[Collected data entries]
PR #1202, opened 2017-06-11
Android: update translations for 0.5.2

carstene1ns:

PR #1867, opened 2019-08-16
Refactor scene initialization and continuations - Game_Temp 1 of 2

fmatthew5876:
This PR refactors the scene request / call mechanism. 

Fix: #1707

Objectives:
- [x] Fix edge cases in multiple scene calls
- [x] #1707 Test 22
- [x] #1707 Test 24
- [x] #1707 Test 25


fmatthew5876:
This PR refactors the scene request API and then removes game temps for inn, shop, and name scene.

The last thing for `Game_Temp` is battle, but this is complicated and will require a lot of testing. These are pretty straightforward.

I'm putting the battle stuff in a follow up PR.

This has been tested and is ready for review and merge.

src/game_battle.h
```diff
@@ -189,6 +192,13 @@ namespace Game_Battle {
 
 	/** @return death teleport handler if one is installed, otherwise an inactive target */
 	TeleportTarget GetDeathHandlerTeleport();
+
+	/** Don't reference this, use IsBattleRunning()! */
+	extern bool battle_running;
```
Ghabry: Can't you move this in an anonymous namespace to prevent the access?

src/game_battle.h
```diff
@@ -31,6 +31,9 @@ namespace RPG {
 }
 
 namespace Game_Battle {
+    /** @return true if a battle is currently running */
+    bool IsBattleRunning();
```
Ghabry: wrong whitespace. Also considering that "Init" is the "constructor" it should be somewhere below Init

src/scene_shop.cpp
```diff
@@ -16,25 +16,46 @@
...
+		std::vector<int> goods,
+		int shop_type,
+		bool allow_buy,
+		bool allow_sell,
+		Continuation on_finish)
+	: on_finish(std::move(on_finish))
+	  , goods(std::move(goods))
+	  , shop_type(shop_type)
+	  , allow_buy(allow_buy)
+	  , allow_sell(allow_sell)
```
Ghabry: the indent looks weird. 2 Tabs for the args and then "," in front for the init list

src/scene_shop.h
```diff
@@ -37,12 +37,19 @@
...
 	/**
 	 * Constructor.
 	 */
-	Scene_Shop();
+	Scene_Shop(
+			std::vector<int> goods,
+			int shop_type,
+			bool allow_buy,
+			bool allow_sell,
+			Continuation on_finish);
```
Ghabry: same here

Ghabry:
> Refactor requested scene API

Here it should be carefully checked that there are no side-effects by code that runs in the constructors. Before these happened in Push, now they happen when the scene is requested.

src/game_battle.h
fmatthew5876: Unfortunately not because it's in the header. I share your concerns, but I wanted to make sure access gets inlined.

This could be changed from namespace to struct and then it made private. But I did not want to make such a big change at this time.

src/scene_shop.cpp
fmatthew5876: Fixed

src/scene_shop.h
fmatthew5876: Fixed this one too

fmatthew5876:
Addressed the review comments

> Here it should be carefully checked that there are no side-effects by code that runs in the constructors. Before these happened in Push, now they happen when the scene is requested.

Shop, Name, Save, Load, Gameover, and Menu are all affected in this PR and none of them do anything non-trivial in their constructors.

Battle does do actual game logic in it's constructor, but this is actually desired. 

As shown in #1642 when the battle scene is requested: RPG_RT plays battle start SFX, does battle transition, plays battle bgm, and clears the face. All of this happens even if you immediately cancel the battle scene by calling another scene in another parallel event on the same frame.

The clear face logic is implemented in #2027. The music/sfx logic is in #1202 

I have not implemented the special transition effect for cancelled scenes. This happens for both battle and gameover scene. Since it's only visual and such a wierd edge case (bug?) I'm not sure we care.

Ghabry:
Jenkins: Test this please

src/game_battle.cpp
```diff
@@ -68,7 +69,7 @@ void Game_Battle::Init() {
 	spriteset->Update();
 	animation.reset();
 
-	Game_Temp::battle_running = true;
+	Game_Battle::battle_running = true;
```
carstene1ns: Why using the prefix here?

fmatthew5876: More obvious it's a global variable

PR #1870, opened 2019-08-18
Fix Tile Memory Leak w.r.t the cache_effects map

sorlok:
There is an issue with RPG Maker 2003 games (and likely others) when played in Easy RPG wherein the cache_effects map will hold on to Tile resources for events that use Tiles for their visual elements. You can observe this with the minimal example below:
https://drive.google.com/file/d/1hBFYKPiB0LaKrjAgkmxVj8hy3Qsh_Zjf/view?usp=sharing

Run the game and hit F12 to restart it; the Debug console will show:
`  Debug: possible leak in cached tilemap Snow/0`

This bug is caused by the "Snow/0" tile being cached in the '''key''' of the cache_effects map. I changed that key to use a weak_ptr, a.k.a.:
` using effect_key_type = std::tuple<std::weak_ptr<Bitmap>, Rect, bool, bool, Tone, Color>; `

The change required some additional structuring to use std::owner_less() to compare these two. This should have been pulled in automatically, but since the weak_ptr is inside a tuple, it's possible the compiler got a little confused. (Using the struct is fine, so I'm not worried about this.)

Using a weak_ptr as the key (instead of a shared_ptr) makes sense to me ---the key should not participate in ownership, and the code does not rely on this. FYI, the sample map has a single "Tint Screen" in an event ---this is enough to trigger the bug.

In case you're curious, this also seems to fix the issue of some games (like the test game) crashing with a segfault on OSX  --at least for me.

### DIFF
--- a/src/cache.cpp
+++ b/src/cache.cpp
@@ -481,6 +481,7 @@ BitmapRef Cache::SpriteEffect(const BitmapRef& src_bitmap, const Rect& rect, boo
 }
 
 void Cache::Clear() {
+	cache_effects.clear();
 	cache.clear();
 	cache_size = 0;
 


Ghabry:
Good find.

This is not the correct way to implement a ``<`` operator. You always need to check for ``<``, then for ``==``, then the next for ``<`` etc. see https://stackoverflow.com/questions/3882467/defining-operator-for-a-struct (I know this because I made the same mistake when I wrote the operator for Color and Tone :/).

Isn't it enough to call ``cache_effects.clear()`` before the for-loop? I forgot to put the call there.

I understand what you mean but in this case I don't think changing this to ``weak_ptr`` is necessary due to how the Sprite class (the only user of SpriteEffects) handles effects: They always build a pair. When a Sprite has a Bitmap and an effect and the Sprite is destroyed the Effect is also destroyed, so the Bitmap has no references anymore.

Same applies when the bitmap of the sprite is changed, then the effect is destroyed (and the src bitmap is destroyed because the effect_cache only holds a weak ref).

sorlok:
Good catch --that comparator is indeed busted! I pushed a fix for it. The ` if (a != b) { return a < b; } ` should be equivalent to the stackoverflow post. And std::tie is really handy; didn't know about it!

Ok, regarding the broader question you had:
1) Calling cache_effects.clear() will indeed fix the problem. I was thinking that there might be some kind of Sprite graphic that persists across reloads  --but on second thought that doesn't make much sense.

So given (1), do you want to (a) keep the weak_ptr implementation, or (b) change it to 
` cache_effects.clear() ` ? Either one's fine with me.

Ghabry:
Well if you don't mind you can just go with the ```cache_effects.clear()``` solution. Or do both.

sorlok:
Let's just do ` cache_effects.clear() ` for now. I'll rebase this.

sorlok:
I force-pushed the update to keep the history clean. Tested and confirmed that cache_effects.clear() works. This is ready for merge (on my side anyway).

Ghabry:
Oh excellent, you already know how git history rewriting works. :)

Issue #1873, opened 2019-08-25
Handle embedded control characters in text


fmatthew5876:
It is possible for game authors to embed control characters like newlines into messages. RPG_RT completely ignores these.

Our text processing code takes multi line sources and smashes them all into one string. Using `\f` to split pages and `\n` to split lines.

Because of the way we do this, we don't distinguish between our control characters and the copy and pasted ones. We should ignore any control characters in the original string.

Issue #1781, opened 2019-05-28
Text overlaps with face on teleport


pulsejet:
Please fill in the following fields before submitting an issue:
#### Name of the game:
Ahriman's Prophecy

#### Player platform:
Windows, Android (probably all)

#### Describe the issue in detail and how to reproduce it:
On displaying a message with a face to the left after teleporting from inside a common event, the face is displayed but the offset for the text gets unset for all except the first line. So the first line shows up with the proper offset but the rest of the text overlaps with the face.

pulsejet:
Ugh, for some reason the game defines a bunch of parallel process common events the first statement for all of which is to reset the face graphic to nothing (along with other things below in a conditional). The fact that this does work with RPG_RT does indicate some deviation of behavior from the original implementation though.

Ghabry:
No need to close this yet, as we behave different to RPG_RT we consider this a bug in our implementation, even if RPG_RTs behaviour is strange.

fmatthew5876:
This appears more complicated to reproduce

@pulsejet Do you have a save game near where it happens in the example game?

pulsejet:
I've isolated a minimal test case [here](https://drive.google.com/open?id=12EqMjC9BzjQrBkeVzmUMCnez-w6my_pb)  (RTP dependent, let me know if this is not okay)

Basically, all you need is is one event that the player can interact which has
```
SetFace (1)
ShowMessage (1)
Teleport (to another map)
SetFace (2)
ShowMessage (2)
```
and one parallel process common event with just 
```
SetFace (Erase)
```
The second line of message 2 should overlap with the face. Note that it's necessary to telepoprt to a _different_ map, not the one you're on right now.

PR #1876, opened 2019-08-25
Refactor messaging system

fmatthew5876:
Refactor message window to get correct frame timings, interpreter behavior, and avoid lockups

Depends on #1742 

Fix: #1873 
Fix: #1781

TBD:
- [ ] All of #1706 
- [ ] Figure out exact timing of speed 1 half width characters when combined with full width.


fmatthew5876:
All of this now has been subsumed into other message PRs

PR #1877, opened 2019-08-27
Emulate RPG_RT crash: vehicle teleport from parallel map event

fmatthew5876:


Ghabry:
But doesn't the currently running parallel interpreter survive for one more frame when the map changes (until they yield with a Wait e.g.)?

PR #2426, opened 2020-12-15
Add touch input support for web shell

johannschopplich:
This pull requests adds buttons to the player shell for touch input capable devices. The following keyboard inputs are bound:
- Arrow up
- Arrow right
- Arrow down
- Arrow left
- Enter
- Escape

Thus, RM2k games are now playable on e.g. mobile devices. For RM2k3 games it get's trickier, since Shift and Numpad keys are possibly used as well. The web player is unusable on touch-based devices at the moment, so in my opinion this is a step up even if some keys are still missing. Do you think further buttons shall be added? Speaking for myself, I'd like to keep the layout as clean as possible. 

You may see and test it in action here: https://realtroll.de/player/?game=el-dorado

el-dorado-easy-rpg

**Further features**:
- Buttons are highlighted when touched.
- Operating the d-pad while holding down also works. Inspired by @pulsejet's [lines](https://github.com/pulsejet/mkxp-web/blob/262a2254b684567311c9f0e135ee29f6e8c3613e/extra/js/dpad.js#L45) from his [mkxp-web](https://github.com/pulsejet/mkxp-web/) project. Thank you!

**Notes**: 
- Implementation is future-proof: `key` and `code` keyboard event properties are used along deprecated `keyCode` (like `13` for enter) and `which`. Later ones are still required for emscripten to interpret the keyboard events.
- SVG for the d-pad is hand-crafted, therefore no license to add to the readme.
- Media query `@media all and …` has been reduced to `@media …`, since type `all` is implied by defining a media query in the first place.

### DIFF
--- a/resources/emscripten/emscripten-pre.js
+++ b/resources/emscripten/emscripten-pre.js
@@ -1,45 +1,100 @@
-Module.EASYRPG_GAME = ""
+// Note: The `Module` context is already initialized as an
+// empty object by emscripten even before the pre script
+Module = {
+  EASYRPG_GAME: "",
 
-function parseargs () {
-    var tmp = [];
-    var result = [];
-    var items = window.location.search.substr(1).split("&");
+  preRun: [],
+  postRun: [],
 
-    // Store saves in subdirectory `Save`
-    result.push("--save-path");
-    result.push("Save");
+  print: (...args) => {
+    console.log(...args);
+  },
 
-    for (var index = 0; index < items.length; index++) {
-        tmp = items[index].split("=");
+  printErr: (...args) => {
+    console.error(...args);
+  },
 
-        if (tmp[0] === "project-path" || tmp[0] === "save-path") {
-            // Filter arguments that are set by us
-            continue;
-        }
+  canvas: (() => {
+    const canvas = document.getElementById('canvas');
 
-        // Filesystem is not ready when processing arguments, store path to game
-        if (tmp[0] === "game" && tmp.length > 1) {
-            Module.EASYRPG_GAME = tmp[1].toLowerCase();
-        }
+    // As a default initial behavior, pop up an alert when webgl context is lost
+    // See http://www.khronos.org/registry/webgl/specs/latest/1.0/#5.15.2
+    canvas.addEventListener('webglcontextlost', event => {
+      alert('WebGL context lost. You will need to reload the page.');
+      event.preventDefault();
+    }, false);
 
-        result.push("--" + tmp[0]);
+    return canvas;
+  })(),
 
-        if (tmp.length > 1) {
-            var arg = decodeURI(tmp[1]);
-            // Split except if it's a string
-            if (arg.length > 0) {
-                if (arg.slice(0) === '"' && arg.slice(-1) === '"') {
-                    result.push(arg.slice(1, -1));
-                } else {
-                    var spl = arg.split(" ");
-                    result = result.concat(spl);
-                }
-            }
-        }
+  setStatus: text => {
+    if (!Module.setStatus.last) Module.setStatus.last = {
+      time: Date.now(),
+      text: ''
+    };
+
+    if (text !== Module.setStatus.text) {
+      document.getElementById('status').innerHTML = text;
+    }
+  },
+
+  totalDependencies: 0,
+
+  monitorRunDependencies: left => {
+    Module.totalDependencies = Math.max(Module.totalDependencies, left);
+    Module.setStatus(left ? `Preparing... (${Module.totalDependencies - left}/${Module.totalDependencies})` : 'Downloading game data...');
+  }
+};
+
+/**
+ * Parses the current location query to setup a specific game
+ */
+function parseArgs () {
+  const items = window.location.search.substr(1).split("&");
+  let result = [];
+
+  // Store saves in subdirectory `Save`
+  result.push("--save-path");
+  result.push("Save");
+
+  for (let i = 0; i < items.length; i++) {
+    const tmp = items[i].split("=");
+
+    if (tmp[0] === "project-path" || tmp[0] === "save-path") {
+      // Filter arguments that are set by us
+      continue;
     }
 
-    return result;
+    // Filesystem is not ready when processing arguments, store path to game
+    if (tmp[0] === "game" && tmp.length > 1) {
+      Module.EASYRPG_GAME = tmp[1].toLowerCase();
+    }
+
+    result.push("--" + tmp[0]);
+
+    if (tmp.length > 1) {
+      const arg = decodeURI(tmp[1]);
+      // Split except if it's a string
+      if (arg.length > 0) {
+        if (arg.startsWith('"') && arg.endsWith('"')) {
+          result.push(arg.slice(1, -1));
+        } else {
+          result = [...result, ...arg.split(" ")];
+        }
+      }
+    }
+  }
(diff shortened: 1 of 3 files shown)


Ghabry:
Jenkins: test this please <3

This sounds awesome

johannschopplich:
Is it possible to place files along the shell HTML and copy them over after building? I'd like to outsource styles into `index.css` and the touch-input script block into `controls.js` or something like that. The shell file gets confusing since its line number has grown... 😄

Ghabry:
For your JavaScript you can modify emscripten-pre.js. this one is embedded.

For installing the CSS you must modify the CMakeLists at various places. Likely not something you want to figure out. But when you commit the CSS file I can write a patch for you.

Ghabry:
PR build is ready:

https://easyrpg.org/play/pr2426

https://easyrpg.org/play/pr2426/?game=uid

https://easyrpg.org/play/pr2426/?game=ib

johannschopplich:
Wonderful news, good to know. No rush, let's put that into another pull request and leave this one as a pure feature request. 

I've just added one last commit to make buttons unselectable. In some cases when holding down for a while they got selected, what we want to avoid of course.  

PR build looks good! Nothing to add. 🙂

Ghabry:
What I noticed: Nothing major but for further enhancements:

Compared to the Android app the buttons are flipped. We have confirm left and cancel right. Though no idea why. This was based on the Gameboy but the Gameboy has confirm/A on the right, so we messed up here 😅.

In full screen mode the touch buttons disappear.

-------

There is no button editor like we have on Android. Games that needs Shift or the numpad (yume Nikki) are unplayable. Also no way to move buttons

fdelapena:
Great feature, thank you!

It seems there's a regression when the Player runs under an iframe (arrows not working after getting focus. This is good to keep it working because is used on some game hosting websites (itch.io, etc.).

Tests:

https://easyrpg.org/play/iframetest.html?path=master/?game=default
https://easyrpg.org/play/iframetest.html?path=pr2426/?game=default

fdelapena:
jenkins: ok to test

johannschopplich:
@Ghabry I intuitively inherited the Gameboy layout A/B button layouts as well. Didn't know it is switched on the Android ports (never tested). 😄 Should I chance them to match the Android player?

We could add a Shift button specifically for RM2k3 games. The engine gets logged anyway, so we could parse that before writing to the console. 
For the Numpad, I guess we'll find a solution on the future. 

@fdelapena Good catch. Will look into it.

Ghabry:
> I intuitively inherited the Gameboy layout A/B button layouts as well. Didn't know it is switched on the Android ports (never tested). smile Should I chance them to match the Android player?

Would be good. I guess most users are already used to the Android layout. At least I am. Pressed lots of times the wrong buttons in the web ui xD

> We could add a Shift button specifically for RM2k3 games. The engine gets logged anyway, so we could parse that before writing to the console.

That's not a bad idea. But also not generic enough, I think we will post-bone this. Now that the basic ui is there it will be possible to implement a settings ui based on it.

resources/emscripten/emscripten-pre.js
```diff
@@ -1,45 +1,100 @@
-Module.EASYRPG_GAME = ""
+// Note: The `Module` context is already initialized as an
+// empty object by emscripten even before the pre script
+Module = {
```
Ghabry, line 3: doesn't this assignment remove the ``Module.EASYRPG_FS`` from the pre-script?

Ghabry:
Jenkins: test this please

Ghabry:
@johannschopplich  I think you broke the touch input. I see the buttons but nothing happens

johannschopplich:
Might be. I'll fix it. Having trouble compiling emscripten from the source.

johannschopplich:
I've used the chance to slightly refactor the shell: All `Module`-related code has been moved from the HTML file to the pre-script. The script handling button simulation is inside the index.html. Resulting in better SOC. 

Also the CSS content has been expanded for increased readability. 

Will build locally and tackle the remaining points.

johannschopplich:
@fdelapena Arrow keys are working again inside iframe. Fullscreen button is visible again as well.

@Ghabry Touch input fixed. Escape and Enter reversed.

It's pretty easy to register new buttons with the new setup. Apart from some additional CSS, you just create a new element and set a `data-key`and `data-key-code`:

```html
<div id="apad-shift" data-key="Shift" data-key-code="16"></div>
```

The key and key code may be retrieved via tools like [keycode.info](https://keycode.info).

Ghabry (commented):
Looks now good to me. I will ask some testers if they all there devices work. Mobile is always a bit... special

Ghabry:
Got one bug report: The touch controls are not shown on Android Samsung Galaxy S9+.

Somehow all bugs are Samsung related. They patch/mess around in Android and randomly break stuff. -_-

johannschopplich:
@Ghabry Thanks, I've enhanced the device checks. I guess you're speaking of your Samsung Galaxy. Please test again. 

Touch controls will now show only on screens with primary touch support, while they are hidden if the device supports mouse or touchpad primarily.

Ghabry:
Nah is not my device. I don't buy expensive samsung hardware :) Waiting for the response.

Maybe a nice enhancement: Somebody else suggested: Just listen to a touch event and when one is received just show the buttons. Would work around this problem (and useful for devices that are not primary touch devices)

johannschopplich:
All right. Thanks.

Haha, I know. `('ontouchstart' in window)` works, but is ugly in comparison to a media query like`(hover: none) and (pointer: coarse)')`. The later one is [broadly supported](https://caniuse.com/mdn-css_at-rules_media_hover), therefore I'm wondering why it wouldn't work.
Let's try to make it clean. If it won't work and I won't find a solution, well, then we gotta use the ugly one.

Ghabry (approved):
Confirmed working on Samsung so gets my approval. thanks

johannschopplich:
@Ghabry Regarding buttons disappearing in fullscreen mode: Making that working is a whole new topic. Solely the canvas element get's expanded. Will have to find a way to overlay the buttons on top of the canvas in fullscreen mode. Mabye a wrapper around the canvas. Dunno. Leaving that for another pull request. 😉

rygos:
Yesterday I noticed another problem with iPhones, which was not the case at first.
When I press the control pad or the buttons, the player is highlighted. As if I were marking text. When I press the fullscreen button, the blue flashes only briefly. But the fullscreen button doesn't work for me anyway. But this is another story.

johannschopplich:
Text selection should be inhibited through additional `user-select: none` rules. I've [added them yesterday](https://github.com/EasyRPG/Player/pull/2426/commits/0a7985faa7a54822a2de481300bc4dda5ea4fc29). They work as intended on iOS for me. Could you please refresh the window some times, so we ensure the browsers uses the latest pr build? I guess it's cached and thus text selection still visible. Please retest with the latest build. If text selection still occurs, I'll look into it.

The fullscreen button is still selectable, good catch. Will fix that asap.

Yeah, fullscreen mode is unsupported in the Safari Mobile. It keeps on getting the new Internet Explorer... A pain for all web devs.

Ghabry:
@rygos can you retest with the latest version?

rygos:
Sorry for my late reply.

The Text Selection bug is fixed for me :)

fdelapena (approved):

PR #2428, opened 2020-12-17
Change random movement behavior

### LINKED ISSUE #2424: Regression: Random movement sometimes moves more than 1 tile
Create an event with ``Movement Type: Random`` and ``Frequency: 3``.

Run the game, sometimes the event will move more than one tile which is incorrect, they always only move 1 tile.

Thanks to Jan/Deep8 for reporting.

rueter37:
This PR fixes #2424. The cause where an event with movement behavior set the random moves more than one tile at a move frequency below 8 is because the random stop count multiplier sometimes returns a straight zero which means that the event will not wait before the next move. Changing the divisor from 5 (int) to 5.0 (double) stops the random stop count multiplier returning zero, which fixes the issue mentioned above. Move frequency 8 (uninterrupted movement) is not affected by #2424 and this PR because in this case the stop count is always zero regardless of the stop count multiplier.

### DIFF
--- a/src/game_event.cpp
+++ b/src/game_event.cpp
@@ -465,7 +465,8 @@ void Game_Event::UpdateNextMovementAction() {
 
 void Game_Event::SetMaxStopCountForRandom() {
 	auto st = GetMaxStopCountForStep(GetMoveFrequency());
-	st *= (Rand::GetRandomNumber(0, 3) + 3) / 5;
+	st *= Rand::GetRandomNumber(0, 3) + 3;
+	st /= 5;
 	SetMaxStopCount(st);
 }
 


src/game_event.cpp
```diff
@@ -465,7 +465,7 @@ void Game_Event::UpdateNextMovementAction() {
 
 void Game_Event::SetMaxStopCountForRandom() {
 	auto st = GetMaxStopCountForStep(GetMoveFrequency());
-	st *= (Rand::GetRandomNumber(0, 3) + 3) / 5;
+	st *= (Rand::GetRandomNumber(0, 3) + 3) / 5.0;
```
Ghabry, line 468: Can you test something for me?

Change this to:

```cpp
st *= Rand::GetRandomNumber(0, 3) + 3;
st /= 5;
```

Ghabry: Guess the precedence is just wrong because of the "*=". Everything is divided by 5, not just the random number.

rueter37: The change works for me. Should I update this PR this way?

Ghabry: Yes please as we try to be close to rpg_rt here

Ghabry (approved):

src/game_event.cpp
rueter37: Updated this PR.

fdelapena (approved):

fdelapena:
jenkins: test this please

PR #2430, opened 2020-12-23
Fix EXP table on actors with changed classes on savegame loading

rueter37:
This PR fixes a regression in relation to savegame loading: If a RPG Maker 2003 savegame gets loaded then any actors with changed classes used the default EXP table instead of the EXP table of the current class. Adding the `MakeExpList()` function fixes this.

### DIFF
--- a/src/game_actor.cpp
+++ b/src/game_actor.cpp
@@ -106,6 +106,7 @@ void Game_Actor::SetSaveData(lcf::rpg::SaveActor save) {
 		data.super_guard = dbActor->super_guard;
 	}
 
+	MakeExpList();
 	Fixup();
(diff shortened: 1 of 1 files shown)


Ghabry:
@rueter37 
Thanks for finding this!

Could you move this before ``Fixup()`` in ``SetSaveData(lcf::rpg::SaveActor save)`` instead?
Otherwise the ExpList is calculated twice on startup because the constructor also calls Fixup.

rueter37:
Did the requested change.

fmatthew5876 (approved):

fdelapena (approved):

PR #2438, opened 2021-01-11
Fix lcf::Data linker errors for Make platforms

fmatthew5876:
Since this is going away soon, I opted to just move the file instead of patching all the makefiles and then needing to undo the patch later.


Ghabry:
oh, so this wasn't a dirty workspace? wups .

Ghabry (approved):

Issue #2436, opened 2021-01-10
Bug "Random Movement" with Frequency "nX"


Br4ssman:
**Name of the game**: Super Crystal Hunter (2k3 steam) - Minigame "Grenade Sheep"

**Player platform**: Windows x64

**Attach files (as a .zip archive or link them)**
[easyrpg_log.txt](https://github.com/EasyRPG/Player/files/5792400/easyrpg_log.txt)
https://user-images.githubusercontent.com/1331889/104124145-56e06380-534f-11eb-9a96-49674fb43e58.mp4

Normal behavior: https://youtu.be/a-puNA6NO1Y

Config of the wolves:
![imagen](https://user-images.githubusercontent.com/18174790/104120141-c9901580-5334-11eb-9e4c-00647114a8d3.png)

**Describe the issue in detail and how to reproduce it**:

There is nothing special about the mini-game, simply when the wolves fall (spritesheet) you place the events of each wolf with the settings of the previous screenshot.

When the wolves die, another spritesheet is processed. But what the random movement of the wolves is is no mystery.

For some strange reason the wolves get stuck on the leftmost tiles and only move up and down

Thanks guys.

Ghabry:
Github allows embedding of videos now, did that for your video.

Br4ssman:
Thanks @Ghabry I didn't knew that ^^'
btw, I want to note that the wolves have his graphic as "Direction Fix/Inanimated", because that can be related with the bug, maybe.

rueter37:
@Br4ssman you are right with your assumption that the graphic animation setting set to "Direction Fix/Inanimated" is the culprit. I can reproduce the bug this way. As soon the face direction is locked, the random movement behavior for some reason doesn't allow moving towards the direction the event is facing. This explains why the wolves are never moving to the right, because they are facing right and have the face direction locked. Moreover this bug occurs independent of the move frequency.

PR #2447, opened 2021-01-30
Fix random movement behavior on locked face direction

rueter37:
The random movement behavior uses the current move direction instead of the current face direction now if the face direction is locked. This fixes the bug which disallows the event moving towards the direction he is facing if the face direction is locked and the
movement type is set random movement.

Fixes: #2436

### DIFF
--- a/src/game_character.cpp
+++ b/src/game_character.cpp
@@ -497,15 +497,15 @@ bool Game_Character::Move(int dir) {
 }
 
 void Game_Character::Turn90DegreeLeft() {
-	SetDirection(GetDirection90DegreeLeft(GetFacing()));
+	SetDirection(GetDirection90DegreeLeft(GetDirection()));
 }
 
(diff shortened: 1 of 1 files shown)


fdelapena (approved):

fmatthew5876 (changes requested):
This is actually a larger bug. The Turn90 and Turn180 functions should *always* use direction and not facing. This affects random movement and also the turning move route commands.

Please remove the conditional and change it always use direction. Don't forget to run the unit tests after.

* [Task details]: Go through the data above and find the lines with the word "locked". Copy each of those lines.

* [Task answer]:
@Br4ssman you are right with your assumption that the graphic animation setting set to "Direction Fix/Inanimated" is the culprit. I can reproduce the bug this way. As soon the face direction is locked, the random movement behavior for some reason doesn't allow moving towards the direction the event is facing. This explains why the wolves are never moving to the right, because they are facing right and have the face direction locked. Moreover this bug occurs independent of the move frequency.
Fix random movement behavior on locked face direction
The random movement behavior uses the current move direction instead of the current face direction now if the face direction is locked. This fixes the bug which disallows the event moving towards the direction he is facing if the face direction is locked and the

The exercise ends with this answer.